Chapter 31

thirty-one

DAVIS

The soft beeping of the monitor next to me breaks up the heavy silence in the room. They took me to get a head CT, and it confirmed that I have a minor concussion.

I’m lucky that I didn’t break any bones, or have worse injuries, considering how bad my car looked.

Sasha sits on the chair beside my bed, changed into fresh clothes that Blair dropped off for her. Her hair is damp from the rain, and her eyes look tired, but she came here anyway.

I can’t believe she drove.

“Did you go out because you were trying to hurt yourself?” She asks, tilting her head to the side.

There’s no way around this conversation, no way around telling her the truth. I can’t lie to her, I don’t want to lie to her.

“No. I was in my head about what’s happening between us, and I didn’t know what to do,” I tell her. “I needed to get out of the house, I needed to clear my head and figure out how to fix this mess I created.”

My whole body aches, from both the injuries and the pain I’ve felt since I walked out of her house that day.

It was dumb to go out into that storm, but I didn’t know what else to do. I needed to figure out a plan, and staring at my ceiling wasn’t working.

She releases a pained breath, “I don’t know what I would have done if you-“

Died.

She doesn’t know what she would do if I died.

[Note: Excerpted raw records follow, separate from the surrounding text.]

Issue #206, opened 2016-07-27
Add test case for Prime Factors


sunboshan:
Consider add one more test case for [Prime Factors](https://github.com/exercism/xelixir/blob/master/exercises/prime-factors/prime_factors_test.exs)
```
test "10000000055" do
  assert PrimeFactors.factors_for(10000000055) == [5, 2000000011]
end
```

With my [first iteration](http://exercism.io/submissions/164bc866d4dd4ed989f2cf321b4658c0), it took 44189.1ms to pass this test. So need to tweak the solution to get this test pass in a decent time. I think it would serve a good test case to make your solution more optimized.

kytrinyx:
I don't necessarily want to force people to consider optimization as a requirement, but thinking about trade-offs makes the exercise more interesting.

How about making it an optional test (as in "here's something to think about")? Do we have a mechanism for that @exercism/elixir?

martinsvalin:
I think it'd be fine to simply say so in a code comment by the `@tag :pending`. Or you could be fancy and configure ExUnit to `exclude: [:pending, :extra_credit]`, and mark the test `@tag :extra_credit` instead of `:pending`.

PR #214, opened 2016-08-04
Add additional test case for `prime-factors`

devonestes:
This commit adds an additional test case for the `prime-factors` exercise. The
idea was to add in optional performance tests to see if your solution was
quick. I don't quite know what we're going to call "quick" for the purposes of
this test, but since the person who posted the issue said their initial
implementation took 44 seconds, I chose 20 seconds as a starting point.

This addresses Issue #206.

### DIFF
--- a/exercises/prime-factors/prime_factors_test.exs
+++ b/exercises/prime-factors/prime_factors_test.exs
@@ -62,4 +62,14 @@ defmodule PrimeFactorsTest do
   test "93819012551" do
     assert PrimeFactors.factors_for(93819012551) == [11, 9539, 894119]
   end
+
+  @tag :pending
+  # @tag timeout: 2000
+  #
+  # The timeout tag above will set the below test to fail unless it completes
+  # in under two sconds. Uncomment it if you want to test the efficiency of your
+  # solution.
+  test "10000000055" do
+    assert PrimeFactors.factors_for(10000000055) == [5, 2000000011]
+  end
 end
--- a/exercises/prime-factors/example.exs
+++ b/exercises/prime-factors/example.exs
@@ -1,18 +1,16 @@
 defmodule PrimeFactors do
-  def factors_for(n) when n < 2, do: []
+  @spec factors_for(pos_integer) :: [pos_integer]
   def factors_for(number) do
-    case least_divisor(number) do
-      nil    -> [number]
-      factor -> [factor, factors_for(round(number/factor))]
-    end |> List.flatten
+    do_factors(number)
   end
 
-  defp least_divisor(number) do
-    number
-      |> factor_range
-      |> Stream.filter(&(rem(number, &1) == 0))
-      |> Enum.at(0)
-  end
-
-  defp factor_range(number), do: (2..round(number/2))
+  defp do_factors(_, i \\ 2, acc \\ [])
+  defp do_factors(1, _, acc),
+    do: Enum.reverse(acc)
+  defp do_factors(n, i, acc) when n < i * i,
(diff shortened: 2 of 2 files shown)


exercises/prime-factors/prime_factors_test.exs
```diff
@@ -62,4 +62,16 @@ defmodule PrimeFactorsTest do
   test "93819012551" do
     assert PrimeFactors.factors_for(93819012551) == [11, 9539, 894119]
   end
+
+  @tag :optional
+  @tag timeout: 120000
+  test "performance optimizations" do
+    %{minute: original_minutes, second: original_seconds} = DateTime.utc_now
+    PrimeFactors.factors_for(10000000055) == [5, 2000000011]
```
dalexj: does this need `assert`?

devonestes: Good point - I'm not sure we care about the result here, but it couldn't hurt to add an assertion there. Or maybe split it into two tests - one to get the value, and the second to ensure that it finishes in a reasonable amount of time?

devonestes: @dalexj I ended up splitting it up into two tests - that made the most sense to me. I also changed the assertion as to how fast that function returns, since I saw on the second iteration from @sunboshan that he got it to finish in 2.4ms, so I figured under 2 seconds would be a safe max to make that test pass.

sunboshan: @devonestes Thanks for the PR! My original thought was just to add this test case. The non optimized solution would still pass the test, but very slow. This will make the users to try to optimized solution. But again, it's optional, so personally I don't feel the need to add the time constrain. Because for different computer cpus, the time may vary.

dalexj: I don't think this needs to be 2 test cases, code written up to that point should have been tested enough that it will get the correct answer. Even then, the order of the assertions will give you what you want anyway. These are optional tests so there's no value I see from splitting them

parkerl:
I'm not a huge fan of adding an `optional` tag. 

I suggest we keep this simple. The default timeout for ExUnit specs is 1 minute (60_000 ms). We could add above the existing test a commented out `timeout` tag with a less forgiving amount of time. The comment should include an explanation of how and why it can be used.

devonestes:
@parkerl I'm ok with that in this case. I guess I can see a case for an `optional` tag later on if we want to add additional types of optional tests, but there's no need to go down that road now.

exercises/prime-factors/prime_factors_test.exs
```diff
@@ -3,7 +3,7 @@ if !System.get_env("EXERCISM_TEST_EXAMPLES") do
 end
 
 ExUnit.start
-ExUnit.configure exclude: :pending, trace: true
+ExUnit.configure exclude: [:pending], trace: true
```
parkerl: Revert?

exercises/prime-factors/prime_factors_test.exs
```diff
@@ -62,4 +62,14 @@ defmodule PrimeFactorsTest do
   test "93819012551" do
     assert PrimeFactors.factors_for(93819012551) == [11, 9539, 894119]
   end
+
+  @tag :pending
+  # @tag timeout: 2000
+  #
+  # The above tag will set the below test to fail unless it completes in under
```
parkerl: Sorry to nitpick.

Perhaps `The 'timeout' tag above will set the test below to`?

parkerl:
Awesome!!! 🎉

Issue #204, opened 2016-07-06
typespecs and dialyzer


NobbZ:
I really like the typespecs which are provided with the module skeletons.

But sometimes they don't get updated in the example and/or the skelleton when tests are updated to expect new types, also I do often forget to update them when I catch for the newest version of the tests.

Is there an easy and hassle free way to actually do a check against the specs without wrapping everything into a mix-project?

And if so, could this be used in CI also?

Can we mention it in the README as a part of running the tests?

kytrinyx:
Yes, we should definitely get this sort of check in place. I don't know what the hassle-free approach would be, though!

lpil:
Would be interested to see how you do this. I've not found any examples of anyone running dialyzer on CI, probably due to the faff of generating and managing the PLT.

devonestes:
So after some research there definitely isn't an "easy and hassle free" way of getting dialyzer set up without at least some more structure to the project (and by structure, I mean like Mix structure). Theoretically we could do something to make it work, but I question if the cost would be worth the benefit. I'm going to explore other ways that we can get the same benefit that wouldn't require such a gnarly change to the current codebase.

@lipil - yeah, the PLT takes forever and is a bummer, but luckily there's open source to the rescue! Check out this repo for pre-built PLTs for pretty much every combo of Erlang and Elixir versions that you can download (and info on how to make it all work): https://github.com/danielberkompas/travis_elixir_plts

lpil:
This feels like yet another reason to adopt the standard Elixir project structure.

devonestes:
@lpil - yeah, that definitely crossed my mind as I was working on this yesterday. I'm just not sure how we'll be able to do that within the structure that we need to keep to stay compliant with the x-exercises API. I'm going to do some research on what _exactly_ we need to implement to make sure the API works.

Part of me actually thinks we might be able to structure this as an umbrella app, but that's for further investigation. Of course, if you have any input, I'd be happy to hear it!

lpil:
What is the part of the x-exercises API we would be unable to comply to?

parkerl:
Closed by #258 and #237

PR #215, opened 2016-08-05
[WIP] Add Dialyzer to travis.yml file

devonestes:
Apparently some of our typespecs have been getting out of date, so with this
commit we're adding Dialyzer to our CI process to fail the build if that
happens.

This addresses Issue #204

### DIFF
--- a/.travis.yml
+++ b/.travis.yml
@@ -1,13 +1,17 @@
 ---
 language: elixir
 elixir:
-  - 1.2.0-rc.0
+  - 1.3.0
 otp_release:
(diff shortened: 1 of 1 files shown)


NobbZ:
Is this a WIP?

Right now dialyzer simply fails because there are no compiled modules...

devonestes:
Yeah, WIP for right now. I'll change the title to make that clear. It's my first time integrating dialyzer into CI, so it might take me a little bit to figure out!

devonestes:
So

PR #228, opened 2016-08-22
Change build to fail on compile warnings

devonestes:
We had accumulated several compiler warnings throughout this project, and in
this PR I'm adding some configuration that will fail the CI build if there are
any compiler warnings by turning them into errors thanks to the
`--warnings-as-errors` flag.


dalexj:
sounds good

parkerl:
Thanks. 🎉

PR #230, opened 2016-08-23
Update tests and example for NucleotideCount

### LINKED ISSUE #224: nucleotide: raising errors?
It's not very Elixir-ish to raise an error. The preferred pattern is to return a tuple like `{:error, :invalid_strand}`. Is this only there as a learning tool to learn how to raise errors?

[Edit: adding link to  exercise https://github.com/exercism/xelixir/tree/master/exercises/nucleotide-count ]

devonestes:
There was a good point raised about some conventions in Elixir around raising
errors vs. returning tuples with error messages, so we've made some revisions
to the tests and example implementation for this exercise. We decided that
since there are examples of raising exceptions in the Elixir standard library,
that it wouldn't be a bad thing to include that functionality, but that we'd
_also_ include the more common pattern of returing tuples with error messages.

Closes #224

### DIFF
--- a/exercises/nucleotide-count/nucleotide_count_test.exs
+++ b/exercises/nucleotide-count/nucleotide_count_test.exs
@@ -41,25 +41,4 @@ defmodule NucleotideCountTest do
     expected = %{?A => 20, ?T => 21, ?C => 12, ?G => 17}
     assert NucleotideCount.histogram(s) == expected
   end
-
-  @tag :pending
-  test "histogram validates the strand" do
-    assert_raise ArgumentError, fn ->
-      NucleotideCount.histogram('JOHNNYAPPLESEED')
-    end
-  end
-
-  @tag :pending
-  test "count validates the nucleotide" do
-    assert_raise ArgumentError, fn ->
-      NucleotideCount.count('', ?U)
-    end
-  end
-
-  @tag :pending
-  test "count validates the strand" do
-    assert_raise ArgumentError, fn ->
-      NucleotideCount.count('JOHNNYAPPLESEED', ?A)
-    end
-  end
 end


parkerl:
@devonestes I'm really on the fence about this change. I still find it difficult to decide which style of error would be better or more "idiomatic" in this case. Is it worth making such a large change to this exercise and by doing so negating all existing submissions? Perhaps the least contentious thing to do is simply remove the `assert_raise ArgumentError` test. This would leave existing submissions mostly valid with specs green. 

In any case, I really don't like that we have complete duplication of all the tests and suggest that one side or the other simply have a single happy path test verifying it works.

devonestes:
@parkerl I've been thinking about this, and I think you're mostly right - this is taking it a little too far. However, I think the issue that was raised is still pretty valid. While there are examples of raising exceptions in the StdLib, they're almost always `!` functions, and right now we're raising errors from non `!` functions, which isn't really good, ideomatic Elixir.

What do you think - should we change the API of the module to remove `count/2` and have `count!/2` only, or should we change what `count/2` returns so it's a tuple instead? I don't think there's a good way we can fix what we have here in a non-breaking fashion, though... It feels kind of wrong to me to just not include the error handling tests, but maybe I'm not giving appropriate weight to the breakage that would occur. Can you explain a bit more about why that would be a serious issue?

As I mentioned before, there are ways that other language tracks manage the "versioning" of tests - see here for the Golang track, which uses a constant to keep track of the test versions so that users know when their implementation is no longer up to date with the current tests: https://github.com/exercism/xgo/blob/master/exercises/bracket-push/bracket_push_test.go#L7

Do you think something like this could be helpful?

parkerl:
Thanks @devonestes 

With nucleotide count sitting at number two in the exercise lineup, we feel that it might be too soon  to introduce either error paradigm to new users of Elixir. There is also the issue of invalidating many existing submissions. Therefore we are going to make the least invasive change by removing the errors cases altogether.

PR #229, opened 2016-08-23
Load correct files

veelenga:
```sh
❯ elixir rna-transcription/rna_transcription_test.exs
** (Code.LoadError) could not load [...]/elixir/rna-transcription/dna.exs
    (elixir) lib/code.ex:657: Code.find_file/2
    (elixir) lib/code.ex:319: Code.load_file/2
    rna-transcription/rna_transcription_test.exs:2: (file)
    (elixir) lib/code.ex:363: Code.require_file/2

❯ elixir hamming/hamming_test.exs 

HammingTest
  * test no difference between empty strands (6.5ms)

  1) test no difference between empty strands (HammingTest)
     hamming/hamming_test.exs:11
     ** (UndefinedFunctionError) function Hamming.hamming_distance/2 is undefined (module Hamming is not available)
     stacktrace:
       Hamming.hamming_distance([], [])
       hamming/hamming_test.exs:12: (test)

Finished in 0.03 seconds (0.03s on load, 0.00s on tests)
1 test, 1 failure

```

PR #232, opened 2016-08-25
Fix typo in module name for hamming distance exercise

wiserfirst:
There is a typo in the module name for the hamming distance exercise and this PR fixes it


veelenga:
@wiserfirst i'have also did that fix in #229 :)

wiserfirst:
Oh. I'll close mine. Thanks!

Her eyes close. “It’s my fault you went out there, I’m the reason why you were driving in that storm, and you wouldn’t have been out there if I had just heard you out in the first place.”

“You can’t blame yourself, you’re hurting too, this whole thing has been impossible to figure out. You’re doing what’s best for you.”

She re-opens her eyes, looking at me in a way I don’t know how to describe.

This whole thing is so messed up, but she’s here. She showed up for me when she didn’t have to, and that makes me think there’s a chance.

There’s a fucking chance for us.

She might take me back, but I know there’s still a battle ahead of us. I still have so much to explain, and all I can hope is that she understands.

“I don’t know what I want, but I do know that I want to hear you out,” she whispers.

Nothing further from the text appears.